BEGIN Records for the exercise
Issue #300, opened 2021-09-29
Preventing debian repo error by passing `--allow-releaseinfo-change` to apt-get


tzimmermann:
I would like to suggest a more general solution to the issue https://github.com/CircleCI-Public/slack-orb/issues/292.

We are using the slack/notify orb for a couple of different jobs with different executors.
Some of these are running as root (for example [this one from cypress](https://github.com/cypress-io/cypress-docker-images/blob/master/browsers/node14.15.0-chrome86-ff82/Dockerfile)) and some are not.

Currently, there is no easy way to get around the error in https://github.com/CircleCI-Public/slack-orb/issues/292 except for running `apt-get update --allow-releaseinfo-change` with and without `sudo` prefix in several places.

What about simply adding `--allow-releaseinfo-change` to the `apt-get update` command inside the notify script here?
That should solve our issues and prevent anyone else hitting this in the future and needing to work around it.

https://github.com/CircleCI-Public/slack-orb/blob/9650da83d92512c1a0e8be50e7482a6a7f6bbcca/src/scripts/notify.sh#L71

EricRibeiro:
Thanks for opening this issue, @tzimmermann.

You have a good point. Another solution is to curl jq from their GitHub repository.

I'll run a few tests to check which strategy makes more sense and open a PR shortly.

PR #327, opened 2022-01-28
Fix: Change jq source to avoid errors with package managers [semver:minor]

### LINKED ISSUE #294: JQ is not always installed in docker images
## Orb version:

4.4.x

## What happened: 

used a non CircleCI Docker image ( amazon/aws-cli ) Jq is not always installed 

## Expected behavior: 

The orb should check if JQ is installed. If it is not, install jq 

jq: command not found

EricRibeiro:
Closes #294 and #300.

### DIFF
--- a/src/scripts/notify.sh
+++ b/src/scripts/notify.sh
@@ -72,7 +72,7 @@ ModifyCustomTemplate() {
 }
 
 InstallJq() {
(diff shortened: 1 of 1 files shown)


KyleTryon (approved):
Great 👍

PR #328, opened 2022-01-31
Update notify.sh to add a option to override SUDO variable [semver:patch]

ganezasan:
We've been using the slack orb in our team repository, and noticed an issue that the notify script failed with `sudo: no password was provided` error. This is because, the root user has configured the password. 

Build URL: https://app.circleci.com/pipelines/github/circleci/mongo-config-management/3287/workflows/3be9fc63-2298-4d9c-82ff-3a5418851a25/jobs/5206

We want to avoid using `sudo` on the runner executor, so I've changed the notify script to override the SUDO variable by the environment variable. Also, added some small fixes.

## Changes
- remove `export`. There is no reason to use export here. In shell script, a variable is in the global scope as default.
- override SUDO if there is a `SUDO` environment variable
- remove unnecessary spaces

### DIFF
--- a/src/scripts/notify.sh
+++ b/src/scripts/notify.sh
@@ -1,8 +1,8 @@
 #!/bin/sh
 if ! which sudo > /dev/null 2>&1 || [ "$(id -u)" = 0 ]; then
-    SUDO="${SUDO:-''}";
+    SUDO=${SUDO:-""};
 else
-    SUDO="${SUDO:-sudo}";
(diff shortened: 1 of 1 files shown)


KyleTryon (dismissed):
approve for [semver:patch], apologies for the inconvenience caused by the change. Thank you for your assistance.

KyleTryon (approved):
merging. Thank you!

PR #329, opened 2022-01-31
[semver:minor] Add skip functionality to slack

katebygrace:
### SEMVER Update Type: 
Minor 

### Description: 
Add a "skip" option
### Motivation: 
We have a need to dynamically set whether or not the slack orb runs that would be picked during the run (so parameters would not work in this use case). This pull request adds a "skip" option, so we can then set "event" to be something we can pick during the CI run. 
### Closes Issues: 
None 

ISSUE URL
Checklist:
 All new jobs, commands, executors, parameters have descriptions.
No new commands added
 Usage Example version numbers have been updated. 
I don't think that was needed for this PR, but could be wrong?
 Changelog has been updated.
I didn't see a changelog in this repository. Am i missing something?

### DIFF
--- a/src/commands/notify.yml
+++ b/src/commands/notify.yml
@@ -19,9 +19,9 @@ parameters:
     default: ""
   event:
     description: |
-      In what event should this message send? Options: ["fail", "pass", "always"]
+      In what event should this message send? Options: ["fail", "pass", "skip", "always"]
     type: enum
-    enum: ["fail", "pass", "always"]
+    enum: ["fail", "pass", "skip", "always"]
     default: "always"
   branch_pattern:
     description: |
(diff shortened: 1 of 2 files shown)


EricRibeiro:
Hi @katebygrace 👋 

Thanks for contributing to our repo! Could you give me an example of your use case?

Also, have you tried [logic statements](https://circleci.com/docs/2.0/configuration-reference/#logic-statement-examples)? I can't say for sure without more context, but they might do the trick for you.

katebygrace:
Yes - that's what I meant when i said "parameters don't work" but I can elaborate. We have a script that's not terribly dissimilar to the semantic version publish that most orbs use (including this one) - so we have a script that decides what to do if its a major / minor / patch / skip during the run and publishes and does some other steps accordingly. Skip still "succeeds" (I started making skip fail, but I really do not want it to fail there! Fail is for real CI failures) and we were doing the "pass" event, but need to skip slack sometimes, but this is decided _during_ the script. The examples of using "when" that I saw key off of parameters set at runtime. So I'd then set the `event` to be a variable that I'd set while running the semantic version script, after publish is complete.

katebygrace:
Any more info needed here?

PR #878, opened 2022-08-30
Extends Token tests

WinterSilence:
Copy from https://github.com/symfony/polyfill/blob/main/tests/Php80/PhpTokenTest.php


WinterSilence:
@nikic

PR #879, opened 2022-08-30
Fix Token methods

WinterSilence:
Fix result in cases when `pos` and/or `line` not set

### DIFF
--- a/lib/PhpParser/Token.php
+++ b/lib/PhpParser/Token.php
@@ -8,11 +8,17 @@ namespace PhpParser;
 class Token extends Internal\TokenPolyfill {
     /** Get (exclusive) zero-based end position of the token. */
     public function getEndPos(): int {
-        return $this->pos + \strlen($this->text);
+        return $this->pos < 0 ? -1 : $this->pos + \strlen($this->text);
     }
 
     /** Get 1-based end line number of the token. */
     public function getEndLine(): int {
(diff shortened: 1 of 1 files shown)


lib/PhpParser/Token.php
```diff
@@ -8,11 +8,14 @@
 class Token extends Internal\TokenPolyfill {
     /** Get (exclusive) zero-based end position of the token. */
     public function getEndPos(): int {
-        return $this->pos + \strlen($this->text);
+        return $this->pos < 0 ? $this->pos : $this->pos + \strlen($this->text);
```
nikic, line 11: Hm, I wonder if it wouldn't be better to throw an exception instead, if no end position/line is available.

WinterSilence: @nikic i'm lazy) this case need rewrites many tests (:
END Records for the exercise
**Task instructions:**
Of all the entries above, output exactly the lines between the one holding "I don't think" and the one holding "Thanks for contributing", inclusive.

**Exercise solution:**
I don't think that was needed for this PR, but could be wrong?
 Changelog has been updated.
I didn't see a changelog in this repository. Am i missing something?

### DIFF
--- a/src/commands/notify.yml
+++ b/src/commands/notify.yml
@@ -19,9 +19,9 @@ parameters:
     default: ""
   event:
     description: |
-      In what event should this message send? Options: ["fail", "pass", "always"]
+      In what event should this message send? Options: ["fail", "pass", "skip", "always"]
     type: enum
-    enum: ["fail", "pass", "always"]
+    enum: ["fail", "pass", "skip", "always"]
     default: "always"
   branch_pattern:
     description: |
(diff shortened: 1 of 2 files shown)


EricRibeiro:
Hi @katebygrace 👋 

Thanks for contributing to our repo! Could you give me an example of your use case?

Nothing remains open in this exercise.